Sosyal Medyanın Kaçınılmaz Çıkmazı
Uzmanlar uzun süredir sosyal medyanın, nefret söylemi ve dezenformasyon üreten bir zemine dönüştüğünü vurguluyor. Reklam gelirlerini artırmaya odaklanan platformlar, kullanıcıların öfke yüklü içeriklerle ekranda daha uzun süre kalmasını teşvik ediyor.

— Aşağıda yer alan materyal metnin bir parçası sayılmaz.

PR #26, opened 2026-02-24
test: fixing the default nf-test

### LINKED ISSUE #15: fix: CI nf-test
### Description of the bug

CI and nf-test were disabled as they failed (or display as passed, but actually fail). 
CI test was removed in the new template, and only rely on nf-test. Fix to comply with this. 
We want working nf-tests at push, using docker and correct nextflow version.

- Update nf-test to run the test profile - a working default nf-test, with an updated snapshot containing software versions, checking files, paths and VCF contents.
- Remove old CI test (also addressed in https://github.com/Clinical-Genomics/oncorefiner/pull/35) 
- Activate nf-test as the new CI test, run using docker and current and latest nextflow versions

### Command used and terminal output

```console

```

### Relevant files

_No response_

### System information

_No response_

kristinebilgrav:
Closes https://github.com/Clinical-Genomics/oncorefiner/issues/15

Fixes the default nf-test, adding snaphot with software versions, variants in the VCFs, paths and file names.

## PR checklist

- [ ] This comment contains a description of changes (with reason).
- [ ] If you've fixed a bug or added code that should be tested, add tests!
- [ ] If you've added a new tool - have you followed the pipeline conventions in the [contribution docs](https://github.com/nf-core/oncorefiner/tree/master/.github/CONTRIBUTING.md)
- [ ] If necessary, also make a PR on the nf-core/oncorefiner _branch_ on the [nf-core/test-datasets](https://github.com/nf-core/test-datasets) repository.
- [ ] Make sure your code lints (`nf-core pipelines lint`).
- [ ] Ensure the test suite passes (`nextflow run . -profile test,docker --outdir <OUTDIR>`).
- [ ] Check for unexpected warnings in debug mode (`nextflow run . -profile debug,test,docker --outdir <OUTDIR>`).
- [ ] Usage Documentation in `docs/usage.md` is updated.
- [ ] Output Documentation in `docs/output.md` is updated.
- [ ] `CHANGELOG.md` is updated.
- [ ] `README.md` is updated (including new tool citations and authors/contributors).


.github/workflows/ci.yml
fellen31, line 1: 👍

.github/workflows/nf-test.yml
```diff
@@ -61,20 +59,17 @@ jobs:
...
-    runs-on: # use self-hosted runners
-      - runs-on=${{ github.run_id }}-nf-test
-      - runner=4cpu-linux-x64
+    runs-on: # use GitHub runners
+      - "ubuntu-latest"
     strategy:
       fail-fast: false
       matrix:
         shard: ${{ fromJson(needs.nf-test-changes.outputs.shard) }}
-        profile: [conda, docker, singularity]
```
fellen31, line 69: 💯

tests/nextflow.config
```diff
@@ -2,13 +2,40 @@
...
+
 */
 
 // TODO nf-core: Specify any additional parameters here
 // Or any resources requirements
 params {
-    modules_testdata_base_path = 'https://raw.githubusercontent.com/Clinical-Genomics/test-datasets/refs/heads/oncorefiner/testdata/'
+    config_profile_name          = 'Test profile'
+    config_profile_description   = 'Minimal test dataset to check pipeline function'
+    modules_testdata_base_path   = 'https://raw.githubusercontent.com/Clinical-Genomics/test-datasets/refs/heads/oncorefiner/testdata/'
```
fellen31: It's good if this is a path to the nf-core modules repository so you can use their test-data. 

```suggestion
    modules_testdata_base_path   = 'https://raw.githubusercontent.com/nf-core/test-datasets/modules/data/'
```

tests/nextflow.config
```diff
@@ -2,13 +2,40 @@
...
     pipelines_testdata_base_path = 'https://raw.githubusercontent.com/Clinical-Genomics/test-datasets/refs/heads/oncorefiner/'
```
fellen31: I would propose this should point to a specific commit rather than the latest commit. 

Otherwise, if you update the test-data, you may break the tests of previous versions of the pipeline.

tests/default.nf.test.snap
```diff
@@ -0,0 +1,98 @@
+{
+    "-profile test": {
+        "content": [
+            {
+                "Workflow": {
```
fellen31, line 36: Why don't we see the software versions from `removeNextflowVersion("$outputDir/pipeline_info/nf_core_oncorefiner_software_mqc_versions.yml")` here? 🤔 

How does `nf_core_oncorefiner_software_mqc_versions.yml` look?

fellen31 (commented):
Awesome!

.github/workflows/ci.yml
beatrizsavinhas, line 1: Could you clarify the reason behind the choice of deleting this test run CI check and only rely on nf-tests instead?
You mentioned "CI test was removed in the new template - look into if we want to keep or not." but there is not information about a decision on this.

.github/workflows/nf-test.yml
beatrizsavinhas, line 1: Sorry, my understanding is limited here... Could you explain why we want to run all the steps in the GitHub runner "ubuntu-latest" and not include the conda profile?

tests/default.nf.test
```diff
@@ -17,6 +17,10 @@ nextflow_pipeline {
             def stable_name = getAllFilesFromDir(params.outdir, relative: true, includeDir: true, ignore: ['pipeline_info/*.{html,json,txt}'])
             // stable_path: All files in ${params.outdir}/ with stable content
             def stable_path = getAllFilesFromDir(params.outdir, ignoreFile: 'tests/.nftignore')
+            // all_vcf_files: All vcf files - can have unstable variants and/or unstable headers
+            def all_vcf_files    = getAllFilesFromDir(params.outdir, include: ['**/*.vcf.gz'])
+            // stable_vcf_files: Vcf files with stable variants - can be snapshot using variantsMD5 - add ignore file if variants are unstable ex ignoreFile: 'tests/.nftignore_unstable_variants'
```
beatrizsavinhas:
```suggestion
            // stable_vcf_files: Vcf files with stable variants - can be snapshot using variants Md5sum values
```
This seems to be a note from during development and not applied in the code.

Also, did you end up figuring out why the Md5sum values are the same even if the run date (included in the header of the file) is different? I am still perplexed about that! 😅

tests/default.nf.test
```diff
@@ -17,6 +17,10 @@ nextflow_pipeline {
...
+            def stable_vcf_files = getAllFilesFromDir(params.outdir, include: ['**/*.vcf.gz'])
```
beatrizsavinhas: This seems to be exactly the same as line 22, which leads me to believe that all vcf files are stable. In that case, I think it makes more sense to just have one variable and provide an explanation in the note.

tests/default.nf.test.snap
beatrizsavinhas: Looks like the `ch_versions` is not being populated in `workflows/oncorefiner.nf` so none of the software versions are actually being captured. 
I'm thinking we should open a separate issue to fix this bug first! Since it's very important that we include in the test the versions of the softwares used.

tests/nextflow.config
beatrizsavinhas: Good point @fellen31! Looks like https://github.com/Clinical-Genomics/test-datasets has not been updated for 4 years?! We should probably not use this repo then.

CHANGELOG.md
```diff
@@ -22,6 +22,7 @@ Initial release of nf-core/oncorefiner, created with the [nf-core](https://nf-co
 - Removed snv_vcf_tbi and sv_vcf_tbi parameter. VCF indexes are now automatically detected [#9](https://github.com/Clinical-Genomics/oncorefiner/pull/9)
 - Renamed pipeline from postprocessing to oncorefiner []()
 - Fixed linting issues [#20](https://github.com/Clinical-Genomics/oncorefiner/pull/20)
+- Fixed nf-test [#26](https://github.com/Clinical-Genomics/oncorefiner/pull/26)
```
beatrizsavinhas: As mentioned above, this PR is fixing/doing several things at the same time. It would be good to elaborate on the description here too.

nextflow.config
```diff
@@ -186,8 +186,8 @@ profiles {
         apptainer.runOptions    = '--nv'
         singularity.runOptions  = '--nv'
     }
-    test      { includeConfig 'conf/test.config'      }
-    test_full { includeConfig 'conf/test_full.config' }
+    test_full   { includeConfig 'conf/test_full.config'      }
+    test        { includeConfig 'conf/test.config'           }
```
beatrizsavinhas: Sure haha! 😆 But is there any reason here for changing the order?

nextflow.config
```diff
@@ -288,3 +288,4 @@ validation {
 
 // Load modules.config for DSL2 module specific options
 includeConfig 'conf/modules.config'
+includeConfig 'conf/modules/prepare_references.config'
```
beatrizsavinhas, line 290: This change seems to be out of scope for this PR. Additionally, also out of scope, if the idea is to have separate configs for each module, what would be the use of the `conf/modules.config`?

beatrizsavinhas (changes requested):
The default test is finally passing, without referring to local file paths!! Much better, well done!!! 🌟 

However, from reading the description of the issue and PR it is not clear to me what changes are intended to be introduced here and what is the reasoning behind these choices. So I have left a lot of comments asking "why?". 😅 
As far as I understand, 2 things are being done at the same time here:
* Update the default nf-test
* Modify the CI checks for nf-tests

Could you please fill in the descriptions and add explanations for the changes? 🙂

tests/default.nf.test.snap
fellen31: Right, makes sense!

tests/default.nf.test
fellen31: This is exactly what `vcf.variantsMD5` from the nft-vcf plugin is for. It only checks the md5sum of the _variants_ (https://github.com/seppinho/nft-vcf?tab=readme-ov-file#variantsmd5). Otherwise, you could just snapshot the file as it is with `snapshot(...).match()`, which snapshots the md5sum of the entire file.

tests/default.nf.test.snap
kristinebilgrav: Oh, I was not aware of this! I can create an issue. Thanks!

tests/default.nf.test
beatrizsavinhas: Ahhh! That makes so much sense! Thank you for explaining @fellen31!!! 🌟

nextflow.config
kristinebilgrav: Haha no, I was playing around with the configs, thats the only reason 😅

tests/default.nf.test
fellen31: The naming of `stable_vcf_files`could probably be better though (comes from Nallo) , e.g. `vcfs_with_stable_variants` or something to make it more self-explanatory.

nextflow.config
kristinebilgrav: Yes, I suppose its out of scope, but it was missed to add here in a previous issue, which was causing some  errors. 
You are right! I guess it can be another issue to fix the configs. I do think that it works for now, but with time we probably want to split them up into module specific configs.

fellen31: > if the idea is to have separate configs for each module, what would be the use of the `conf/modules.config`?

> I do think that it works for now, but with time we probably want to split them up into module specific configs.

I would discourage splitting into one file per module, you would end up with so many files 😱.  Just having `conf/modules.config` could perhaps make sense for very small pipelines, but as they grow that would be an equal nightmare to having one file per module (in my opinion). 

I think having one config per subworkflow and removing `conf/modules.config` is a very reasonable compromise.

tests/default.nf.test
beatrizsavinhas: Yeah, I agree that would be better and would also address [this other comment I left about the `all_vcf_files` and `stable_vcf_files` being essentially the same](https://github.com/Clinical-Genomics/oncorefiner/pull/26#discussion_r2883752281).

nextflow.config
beatrizsavinhas: OK haha!
This is a very small thing so it's OK, but generally it is best to avoid changes like these that don't have a specific purpose.

nextflow.config
beatrizsavinhas: Very good point @fellen31, that I had not considered!

I took a look at the code for `prepare_references` and it seems that it is actually a subworkflow, not a module - `subworkflows/local/prepare_references.nf`. So why is the config under `conf/modules/`? 🤔  Nallo seems to follow this same structure for subworkflow configs.

fellen31: I don't really know, I think it might be a bit of an nf-core relic. It is a config for modules (within a subworkflow), as compared to `conf/base.config`. But, I agree that `conf/subworkflows` would probably make more sense.

.github/workflows/nf-test.yml
kristinebilgrav: We want to run using GitHubs runners -as we are not nf-core and will not use their self-hosted runners. Ubuntu specifies which environment. https://docs.github.com/en/actions/concepts/runners/github-hosted-runners 
For conda, I may remember wrong, but we will only run using docker or singularity, and its therefore unnecessary to test using conda. But let me double check!

tests/nextflow.config
kristinebilgrav: I misunderstood what this was referencing! Indeed it should be the nf-core one. I though this was for our own testdata. Thanks! 🌟

tests/nextflow.config
fellen31: I.e. https://github.com/Clinical-Genomics/test-datasets/tree/1184e1c31b5e47055e3580c7e0f65240a1c005d0/

.github/workflows/nf-test.yml
beatrizsavinhas: Ah alright! Makes sense to use the `ubuntu-latest` runner since we have a linux based system in the server!
Thanks for explaining! 🌟

tests/default.nf.test
kristinebilgrav: All of our vcfs are stable (at least for now), but I noticed that the vcf summary also checkes chromosomes, samples, phasing etc, so thought it would be nice to have also!

tests/default.nf.test
kristinebilgrav: Name updated, thanks!

tests/nextflow.config
kristinebilgrav: This is true. Took some time to figure out how to get that link, but found it - thank you! 🚀

.github/workflows/ci.yml
kristinebilgrav: I have updated the description. This has also been addressed in another PR (https://github.com/Clinical-Genomics/oncorefiner/pull/35)

nextflow.config
kristinebilgrav: Also fixed in (https://github.com/Clinical-Genomics/oncorefiner/pull/36). Changing the filestructure could be something we do when in the future 👀

nextflow.config
beatrizsavinhas: Minor, but I would still suggest restoring this file so we don't run the risk of getting a conflict when updating the template.

tests/nextflow.config
```diff
@@ -2,13 +2,41 @@
 ========================================================================================
     Nextflow config file for running nf-test tests
 ========================================================================================
+ Defines input files and everything required to run a fast and simple pipeline test.
+
+    Use as follows:
+        nf-test test tests/<test> --profile <test,docker>
+        nf-test test --profile=+test,docker
+
```
beatrizsavinhas:
```suggestion
 Defines input files and everything required to run a fast and simple pipeline test.

    Use as follows:
        nf-test test tests/<test> --profile <test,docker>
        nf-test test --profile=+docker

```

The test config is already loaded by default!

But could this information be in documentation instead? It doesn't seem to be standard for other pipelines to include this comment.

tests/default.nf.test.snap
beatrizsavinhas, line 1: So nice to finally have a good snapshot! 🌟

CHANGELOG.md
```diff
@@ -32,6 +32,7 @@ Initial release of Clinical-Genomics/oncorefiner, created with the [nf-core](htt
 - Removed snv_vcf_tbi and sv_vcf_tbi parameter. VCF indexes are now automatically detected [#9](https://github.com/Clinical-Genomics/oncorefiner/pull/9)
 - Renamed pipeline from postprocessing to oncorefiner []()
 - Fixed linting issues [#20](https://github.com/Clinical-Genomics/oncorefiner/pull/20)
+- Fixed nf-test to run a functional default test, removed old CI test [#26](https://github.com/Clinical-Genomics/oncorefiner/pull/26)
```
```suggestion
- Fixed default test and generate snapshot [#26](https://github.com/Clinical-Genomics/oncorefiner/pull/26)
```
This PR no longer touches on the CI. The changes focus on fixing the default test only!

tests/default.nf.test
beatrizsavinhas: You could also call `.summary` and `.variantsMD5` on the same variable!
But there might be some varying vcf files in the future so I guess you could already have this structure to plan for that.

tests/default.nf.test.snap
```diff
@@ -0,0 +1,119 @@
...
+                "vcfanno/SNV_vcfanno.vcf.gz",
+                "vcfanno/SNV_vcfanno.vcf.gz.tbi",
+                "vep",
+                "vep/SNV_vep.vcf.gz",
+                "vep/SNV_vep.vcf.gz.tbi",
+                "vep/SNV_vep.vcf.gz_summary.html"
+            ],
+            [
+                
+            ],
```
beatrizsavinhas, line 67: Looks like nothing is being outputted for `stable_path`. Is that expected?

beatrizsavinhas (commented):
Nice! 🌟
Strange that there is no output for `stable_path` in the snapshot, though. Could you check that?
Also, I think the title (and if possible descriptions) should be updated. This PR is now fixing the default test only.

tests/default.nf.test.snap
kristinebilgrav: The stable path variable checks the contents of the paths in the outdir, and right now, we dont have any files with stable contents - the MD5 changes since they are VCF files. I have added all files that fail to the .nftignore. So I guess for now it will be empty until we have stable files 😃

tests/nextflow.config
kristinebilgrav: Sure, I dont mind documenting in another way.

tests/default.nf.test
kristinebilgrav: Yes, I think it would be nice to separate them!

tests/default.nf.test.snap
beatrizsavinhas: Alright! Makes sense! Thanks for clarifying. 🙂

beatrizsavinhas (approved):
Looks great! 🌟

PR #36, opened 2026-03-05
fix: prepare references config not being used

fevac:
### Fixed

- Prepare references config not being used


beatrizsavinhas (approved):
Very nice! 🚀 

This bug was also noticed by @kristinebilgrav in https://github.com/Clinical-Genomics/oncorefiner/pull/26 so the fix will also help there!

PR #40, opened 2026-03-10
refactor: Update TEMPLATE branch

beatrizsavinhas:
### Changed

- Updates `.nf-core.yml` according to latest changes in `dev`.
- Updated template with `nf-core pipelines sync`.
- Generate default test snapshot with `nf-test test . --profile=+docker  --update-snapshot`.


.github/workflows/download_pipeline.yml
```diff
@@ -65,7 +57,7 @@ jobs:
       - name: Install dependencies
         run: |
           python -m pip install --upgrade pip
-          pip install git+https://github.com/nf-core/tools.git@dev
+          pip install git+https://github.com/nf-core/tools.git
```
fevac, line 60: version not fixed?

.github/workflows/ci.yml
fevac, line 1: I'm kinda fond of this CI, specially since I don't seem to be able to run local tests for the time being. What are your thoughts about keeping this file and triggering manually only?

fevac (approved):
Thanks for updating this! 💪 I didn't see anything that I could react to but I'm very new to these templates updates

.github/workflows/ci.yml
beatrizsavinhas: This action would do the same as the default test (run by the nf-test action) except it doesn't even provide a snapshot. So I don't think it's necessary to have both and I guess that's why the template update removes it.
You can simply check the nf-test result that's automatically run or you can also trigger it manually, and you should get what you need!

.github/workflows/download_pipeline.yml
beatrizsavinhas: I'm guessing this will just install the latest nf-core tools version but since this project is no longer tagged as nf-core, it makes sense to use the latest stable version instead of dev? 🤷‍♀️

fellen31: I think — if I remember correctly — that nf-core ran dev versions for their pipelines for a while, but too much broke. So they switch to stable versions in the template, and run dev versions on a few selected pipelines.

beatrizsavinhas: Ahh that makes sense! Thanks @fellen31!

fevac: but we don't want to have it fixed to a specific tag to know which version we run? e.g. 5.3.2?

.github/workflows/ci.yml
fevac: The standard output is a bit different and not as easy to follow, but this is mostly a preference just because I can't get to run local tests nor nf-tests. This should be solved on my side. so nothing really to do here

.github/workflows/download_pipeline.yml
fellen31: This is the way the template is written. _Maybe_ you would like to pin it in this pipeline, but I think it's ok to be always using the latest stable version of nf-core in this check, since it's only checking if the download command is working.

beatrizsavinhas: Yeah I agree. Especially because the nextflow version for the CI that runs the tests is actually fixed: https://github.com/Clinical-Genomics/oncorefiner/blob/70ff34865b5cb5a8430fea2ba008bb445bd1ad87/.github/workflows/nf-test.yml#L21

fellen31: That's the nf-test version, _but_, your idea is correct. It is fixed in e.g. https://github.com/Clinical-Genomics/oncorefiner/blob/70ff34865b5cb5a8430fea2ba008bb445bd1ad87/.github/workflows/linting.yml#L25-L35 with `pip install nf-core==${{ steps.read_yml.outputs['nf_core_version'] }}`.


I'd open an issue/PR in nf-core/tools to change this upstream. I think this is something that would benefit all pipelines. Nice find! ⭐

beatrizsavinhas: Ah of course! `NFT` is nf-test, `NXF` is nextflow 🤦‍♀️ 

But wait, the nf-test action does use specific versions - a set of them:
https://github.com/Clinical-Genomics/oncorefiner/blob/70ff34865b5cb5a8430fea2ba008bb445bd1ad87/.github/workflows/nf-test.yml#L76-L78

Right?

fellen31: The comment was on the version of nf-core tools (which the nf-test workflow doesn't use — lot's of versions here), but this CI could also pin the version of Nextflow. I'd bring it up in nf-core!

beatrizsavinhas: Ah alright, now I'm following! Became indeed confused with all the versions. 😅 
Then you mean that we could fix the nf-core tools version for `download_pipeline` the same way as it's done for `linting`! Thank you!

beatrizsavinhas: Created an issue on nf-core/tools - https://github.com/nf-core/tools/issues/4122.
Thanks again @fellen31!

PR #45, opened 2026-03-10
fix: add_pr_checklist_comment action to run on PRs from forks

beatrizsavinhas:
### Fixed

- Settings for `add_pr_checklist_comment` to allow action to run on a PR originated from a fork:
	- Changed event to `pull_request_target` since this is not subject to any token restrictions.
	- Removed unnecessary token permission settings.


fellen31 (approved):
Bit unsure if we could test this without merging, but let's see if it works!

Tamamen Botlardan Oluşan Bir Deney
Amsterdam Üniversitesi’nden Petter Törnberg ve ekibi, OpenAI’nin GPT-4o modelini kullanarak yalnızca yapay zekâ sohbet robotlarından oluşan bir sosyal ağ kurdu. Bu ağda, kutuplaşmayı engelleyebilecek yöntemleri test ettiler.
Denenen stratejiler arasında:
- Kronolojik akış kullanmak
- Farklı bakış açılarını öne çıkarmak
- Takipçi sayısını ve profilleri gizlemek
- Biyografi alanlarını kaldırmak yer aldı.
Ancak sonuçlar hayal kırıklığı yarattı. Bazı önlemler küçük etkiler gösterse de, hiçbiri sorunun kökünü çözmedi. Dahası, bazı yöntemler ortamı daha da radikalleştirdi.
Kronolojik Akışın Ters Etkisi
Haber akışını kronolojik hale getirmek, içerikler arasındaki dikkat eşitsizliğini biraz azalttı. Fakat bu kez, aşırılıkçı içerikler daha görünür hâle geldi. Bu da sosyal medyanın, Elon Musk’ın iddia ettiği gibi “dijital bir kent meydanı” olma hayalini zora soktu.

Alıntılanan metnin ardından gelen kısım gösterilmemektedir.